:: INFORMATION SHOWN

PR #4206, opened 2026-09-02
Fix FSDP2/ PEFT/`FULL_STATE_DICT` dropping every rank's adapter shard except rank 0

AmineDiro:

::::

* _WHAT YOU HAVE TO DO_: Word for word, give the whole listing again.

* _SOLUTION_:
PR #4206, opened 2026-09-02
Fix FSDP2/ PEFT/`FULL_STATE_DICT` dropping every rank's adapter shard except rank 0

AmineDiro:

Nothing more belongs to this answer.